In EPIC-HR, of 59 PAXLOVID-treated subjects identified with post-treatment viral RNA rebound and with available viral sequence data, treatment-emergent substitutions in Mpro potentially reducing nirmatrelvir activity were detected in 2 (3%) subjects, including E166V in 1 subject and T304I in 1 subject. Both subjects had viral RNA shedding levels <LLOQ by Day 14.

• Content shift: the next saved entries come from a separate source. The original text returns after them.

PR #1483, opened 2020-08-07
Improvements to Casting

jsmall-nvidia:
The motivation for this change was that 

```
struct Outer
{
    enum Channel
    {
        Red,
        Green,
        Blue,
        Alpha,
    }
}

void something()
{
    Outer::Channel a = (Outer::Channel)1;
}
```

Would not compile. The problem is that the cast is determined previously if it contains a single identifier and if that identifier is a type. The cast we have here is not a single identifier.

There are several methods used to disambiguate

* A more sophisticated test of if the expression in brackets specifies a type
* A heuristic that looks at tokens after the ) to determine if its a cast
* If the prior heuristic doesn't work - a whitespace heuristic. 

The last heuristic is needed because the looking at tokens after ) can't disambiguate all situations for example for + - (or & and * if we allow pointers). 

The whitespace heuristic means that `(..)+a` or `(..) + a` are determined to say + is a binary op, and if it's a binary op, then it cannot be a cast.

 A type lookup disambiguate clearly if a type is found, but not if it's not, because it could be an out-of-order declaration that happens later in the file. 

Note there may be an inconsistency around how the heuristic test is applied. Currently it is only on a 'complicated' (ie non single id), that is followed by + or - that is a StaticMemberExpr uses the heuristic. That we may want to apply it in the simple case too. We also may want to expand when it's applied outside StaticMemberExpr. That is left for a future PR.


source/slang/slang-parser.cpp
```diff
@@ -4310,6 +4361,130 @@ namespace Slang
...
+                return true;
+            }
+            case TokenType::LParent:
+            {
+                // If we are followed by ( it might not be a cast - it could be a method invocation.
+                //
+                // It's hard to know what a heuristic would look like here to try and disambiguate (as we do for + and -)
+                // so this *only* works if the type is defined before the cast.
+                
+                return (_tryResolveTypeDecl(parser, expr) != nullptr);
```
tfoleyNV, line 4424: Note that in the case where there is ambiguity between a cast and a function/method call, it is always safe to default to the call, because "calling" a type is already supported (the semantic checker can already handle `int(7)` so there is no reason it can't handle `(int)(7)` as the same thing.

source/slang/slang-parser.cpp
```diff
@@ -4310,6 +4361,130 @@ namespace Slang
...
+                    // Skip the + or -
+                    advanceToken(parser);
+                    // Peek the next token to see if it was preceded by white space
+                    const Token nextToken = peekToken(parser);
+
+                    // Rewind
+                    parser->tokenReader.setCursor(cursor);
+
+                    // If there isn't any whitespace prior, we assume unary, and that means it must be a cast
+                    return ((nextToken.flags & TokenFlag::AfterWhitespace) == 0);
```
tfoleyNV, line 4477: I believe that the correct heuristic for identifying whether an operator is binary or unary should be something like:

* Whitespace before, whitespace after -> binary
* No whitespace before, no whitespace after -> binary
* Otherwise -> unary

This basically breaks things down as:

```hlsl
a + b // assume binary
a+b // assume binary
a+ b // assume unary (looks like a postfix op)
a +b // assume unary (looks like a prefix op)
```

jsmall-nvidia: Changed to this style.

source/slang/slang-parser.cpp
jsmall-nvidia: Ok - that makes that a little simpler. Change in PR.

PR #1488, opened 2020-08-11
Bugfix: WaveActiveCountBits on glsl output.

jsmall-nvidia:
The problem here is that `bitCount(subgroupBallot($0)` isnt quite right for the intrinsic for GLSL. That subgroupBallot returns uint4. The fix is a little convoluted, because I don't want to implement something super complicated in an 'intrinsic' definition - I'd prefer to use slang. The fix here was to add the function _WaveActiveBallot which exposes the return type as uint4, and then have a special BitCounts function `_WaveCountBit` that attempts to limit the amount of work based on warp/lane width. 

This is perhaps not an ideal solution. That a more elegant answer would just operate on WaveMask, and have a bit count that operated on that. Then the default impl could be more general, where here it's quite specific to this scenario. 

More broadly this appears to show issues around how to write target specific code within the standard library, that it would be nice if there could be (say) more than one implementation, so we can have a target specific implementation say.

This PR also contains a fix for the issue of glslang outputting an unable to inline warning. The problem was in the default optimization, the MergeReturnPass needed to be executed before the inline pass.


source/slang/hlsl.meta.slang
```diff
@@ -2568,12 +2568,24 @@ __target_intrinsic(cuda, "__ballot_sync($0, $1)")
 __target_intrinsic(hlsl, "WaveActiveBallot($1)")
 WaveMask WaveMaskBallot(WaveMask mask, bool condition);
 
+// Predeclare this function
+uint _WaveCountBits(uint4 value);
```
tfoleyNV, line 2572: Forward declarations should not be required in Slang.

source/slang/hlsl.meta.slang
```diff
@@ -2568,12 +2568,24 @@ __target_intrinsic(cuda, "__ballot_sync($0, $1)")
...
+
+// Ideally we'll do this with WaveMask backing type changing in the future,
+// but for the moment it's stuck on uint. So this is a work around, such that we can make
+// the code Slang code.
 __glsl_extension(GL_KHR_shader_subgroup_ballot)
 __spirv_version(1.3)
-__target_intrinsic(glsl, "bitCount(subgroupBallot($1))")
+__target_intrinsic(glsl, "subgroupBallot($0)")
+uint4 _WaveActiveBallot(bool condition);
```
tfoleyNV, line 2580: Why can't this just be/use the existing `WaveActiveBallot`? Is there a reason why an underscore-prefixed version is needed?

source/slang/hlsl.meta.slang
```diff
@@ -3292,6 +3301,25 @@ bool WaveIsFirstLane()
...
 
+// It's useful to have a wave uint4 version of countbits, because some wave functions return uint4.
+// This implementation tries to limit the amount of work required by the actual lane count.
+uint _WaveCountBits(uint4 value)
+{
+    // Assume since WaveGetLaneCount should be known at compile time, the branches will boil
+    // away
+    uint waveLaneCount = WaveGetLaneCount();
+    
+    switch (waveLaneCount / 32)
```
tfoleyNV, line 3312: I almost asked if this should be `((waveLaneCount + 31) / 32)`, but then I saw that your `case`s are set up to match this style.

Given this approach, though, it seems like you *do* want to change to `((waveLaneCount - 1) / 32)`, because otherwise the case where you have a 32-lane wave would map to `case 1` and add up the bits from both `.x` and `.y`.

There is also the argument to be made that if the downstream compiler can optimize for `WaveGetLaneCount()` returning a constant, then they can probably also optimize for `WaveActiveBallot()` and similar operations always returning zero in the `.y`, `.z`, and `.w` components...

tfoleyNV:
> More broadly this appears to show issues around how to write target specific code within the standard library, that it would be nice if there could be (say) more than one implementation, so we can have a target specific implementation say.

I'm not 100% sure what the limitation is that drives this comment. We can already express target-specific function implementations in the stdlib using `__specialized_for_target`:

```hlsl
__target_intrinsic(cpu, "1")
int magicFunction()
{
    return 2;
}

__specialized_for_target(glsl)
int magicFunction()
{
    int i = 0;
    i++; i++; i++;
    return i;
}
```

The above code defines a stdlib function called `magicFunction()`. In the default case, `magicFunction()` lowers to an ordinary IR function that returns 2. On CPU targets, it lowers as an *intrinsic* function, that happens to map to the string `"1"` in output. For GLSL targets, it lowers as an ordinary function, but uses a distinct definition that is customized to based on what GLSL (seemingly) needs, and it effectively computes `3` (although it does so using ordinary/arbitrary Slang code).

The catch that seems to keep coming up is that the rules for how stdlib functions need to be declared are not clear to everybody. So far I haven't really run into too many cases where they flat out can't express what people want.

source/slang/hlsl.meta.slang
jsmall-nvidia: Good catch, fixed in PR.

jsmall-nvidia:
Ok didn't realize '__specialized_for_target' was a thing, that'll help in the future.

Post-treatment viral RNA rebound was not associated with the primary clinical outcome of COVID-19 related hospitalization or death from any cause through Day 28 following the single 5-day course of PAXLOVID treatment. The clinical relevance of post-treatment increases in viral RNA following PAXLOVID or placebo treatment is unknown.

Cross-Resistance

Cross-resistance is not expected between nirmatrelvir and remdesivir or any other anti-SARS-CoV-2 agents with different mechanisms of action (i.e., agents that are not Mpro inhibitors).